Poor mental health ranks as one of the costliest forms of sickness for U.S. workers and may sap billions of dollars from the country's income growth, according to a team of researchers.

 

In an analysis of economic and demographic data from 2008 to 2014, the researchers found that a single extra poor mental health day in a month was associated with a 1.84 percent drop in the per capita real income growth rate, resulting in $53 billion less total income each year, said Stephan Goetz, professor of agricultural and regional economics, Penn State, and director of the Northeast Regional Center for Rural Development.

 

Poor mental health days refer to days when people describe their mental health as not good and could include conditions such as depression, anxiety, stress and problems with emotions, according to the researchers, who report their findings in a current issue of the Review of Regional Studies.

 

The researchers added that the global economic cost of mental illness is expected to be more than $16 trillion over the next 20 years, which is more than the cost of any other non-communicable disease.
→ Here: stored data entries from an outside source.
PR #3943, opened 2024-12-04
ci: Add extra build job with clang 19

stephenswat:
clang 19 introduces new warnings (related to the use of the template keyword) which seem to be firing a lot in ACTS. Because OneAPI 2025 is built on clang 19, this is causing us problems when trying to compile ACTS as a dependency of traccc. To alleviate this issue I would like to introduce a clang 19-based build test so we can precent new warnings from sneaking into the ACTS codebase.

## Summary by CodeRabbit

- **Chores**
	- Updated GitHub Actions workflow configuration
	- Added new performance monitoring job
	- Updated container image for Ubuntu build
	- Enhanced build matrix with new Ubuntu version support


stephenswat:
This is now ready, but probably conflicts with #3980. @paulgessinger would you prefer if we shift to Spack first and then add more CI jobs afterwards?

paulgessinger:
@stephenswat Evidently, this runs with dependencies built using a different clang version. In #3980 I have dependencies from clang 19 as well. Maybe we can align this PR with #3980 so that it "only" changes where the deps come from, and not the overall job structure? (Haven't looked at this in detail yet)

paulgessinger:
We're now picking up a clang19 build through LCG 107. Do you prefer having a separate build on ubuntu + clang19 as well?

stephenswat:
No, I don't think that would be necessary. Thanks for the update, I'll close this!

PR #5549, opened 2026-06-05
fix: Replacing Gen3 onLayer/onContainer can wrap

paulgessinger:
This pull request refactors and generalizes the callback and customization interfaces in the geometry blueprint builder, making them more flexible and consistent. The main change is to allow layer and container customization callbacks to return any type of `BlueprintNode` (not just their specific subclasses), and to clarify and rename related concepts and types accordingly. This improves extensibility for users who may want to wrap or replace nodes with custom implementations.


paulgessinger:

The effect is stronger in rural counties, which tend to be poorer than urban counties. A poor mental health day in rural counties was associated with a reduction of 2.3 percent in income growth, compared with only a .87 percent reduction in urban counties.

 

The researchers suggest that investing in mental health resources may be one way of lowering the economic costs of poor mental health, particularly in the harder-hit rural counties.